Há quem utilize palavras ora escritas ora faladas para manifestar as suas escolhas, outros/as optam pelo silêncio. Este processo parece simples.... não fossem os gestos, os olhares, o toque.... os desejos de cada um.
Todos os dias o ser humano apresenta a si próprio alguma novidade. Nem sempre nos conseguimos surpreender a nós mesmos, estamos muito atarefados para parar e pensar em nós (ao contrário de outros, que não fazem mais nada senão admirar incessantemente o seu umbigo). Mas há sempre quem nos observe, quem leia os olhares, gestos e até quem pseudo-interpretações e meta-representações da forma como cada um se apresenta.
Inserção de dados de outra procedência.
PR #2609, opened 2020-02-24
Refactor some components in TypeScript

JunichiSugiura:

PR #2912, opened 2020-05-13
Refactor some components in TypeScript

JunichiSugiura:
I accidentally deleted my remote branch for #2609 so this is the replacement.


src/renderer/components/AccountDistribution/Row.tsx
```diff
@@ -1,105 +1,59 @@
...
-  countervalue: BigNumber, // countervalue of the amount that was calculated based of the rate provided
-};
 
-type Props = {
-  item: AccountDistributionItem,
-  isVisible: boolean,
-};
+export interface AccountDistributionItem {
+  // [TODO] account: Account | TokenAccount;
+  account: any;
```
gre, line 38: i'm not sure we should merge this (lower our type coverage) **until** we migrate live-common tho?

JunichiSugiura: We should migrate from ledgerjs -> ledger-live-common -> ledger-live-desktop/mobile I think.

gre:
this establishes the technically possibility of this. we will focus on Ledgerjs / live-common first during the next months.

PR #2925, opened 2020-05-18
LL-2511 Cosmos Undelegation Flow

JunichiSugiura:

PR #2926, opened 2020-05-19
LL-2512 LL-2511

LFBarreto:
added :atom: redelegation and undelegation flows

includes #2925 

### Type

Feature

### Context

LL-2512 LL-2511

:atom: accounts with delegated assets.
this uses mocks for now more details on the main issue.


src/renderer/families/cosmos/UndelegationFlowModal/steps/Amount.js
```diff
@@ -28,16 +28,19 @@ export default function StepAmount({
       onUpdateTransaction(tx =>
         bridge.updateTransaction(tx, {
           ...tx,
-          validators: [{ ...tx.validators[0], ...validatorFields }],
+          validators:
+            tx.validators && tx.validators.length > 0
+              ? [{ ...tx.validators[0], ...validatorFields }]
+              : [{ ...validatorFields }],
```
JunichiSugiura, line 34: this can be just `: [validatorFields],`

src/renderer/families/cosmos/UndelegationFlowModal/steps/Confirmation.js
```diff
@@ -24,6 +24,8 @@ export default function StepConfirmation({
 }: StepProps) {
   const { t } = useTranslation();
 
+  console.log(transaction, account);
```
JunichiSugiura, line 27: remove

src/renderer/families/cosmos/UndelegationFlowModal/fields/Amount.js
```diff
@@ -28,7 +28,10 @@ export default function AmountField({
   const { t } = useTranslation();
   const unit = getAccountUnit(account);
 
-  const initialAmount = useMemo(() => (validator ? validator.amount : BigNumber(0)), [validator]);
+  // eslint-disable-next-line react-hooks/exhaustive-deps
+  const initialAmount = useMemo(() => (validator ? validator.amount : BigNumber(0)), [
```
gre, line 32: i'm not sure why we need a memo for this (if there is a business logic related to it, it worth documenting, but also i feel we use memo wrong if it's the case as react don't guarantee you memo won't get recalculated 🤔 ). there is a overuse of memo in our app.

LFBarreto: i updated the logic here maybe its more clear that way we need to update the "initialAmount" variable each time the source validator is changed a sideEffect is indeed a better way to do things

Se o discurso verbal deve ser coerente com a comunicação não verbal (observável) e mesmo assim passível de pseudo-interpretações incoerentes, como podemos aferir a linguagem dos sentimentos? Será que teremos capacidade de escolher as emoções e de as controlar tal como controlamos a escolha de um chapéu? E experimentar e desafiar os limites das emoções dos outros, será que é possível? Pois, parece que sim, de outra forma não haveria quem escolhesse os rostos, as emoções, as sensações, os momentos, quem equacionasse os detalhes, quem partilhasse pseudo-momentos.
Vejo que as pessoas, de forma geral, dizem (oralmente) aboninar a falsidade, a falta se sinceridade, os jogos que envolvem outras, contudo escolhem rostos e máscaras através das quais se protegem.
Fico feliz por cruzar com estas pessoas nas ruas, procurando identificá-las entre a generalidade dos transiundes, absorvendo o que há hoje para aprender.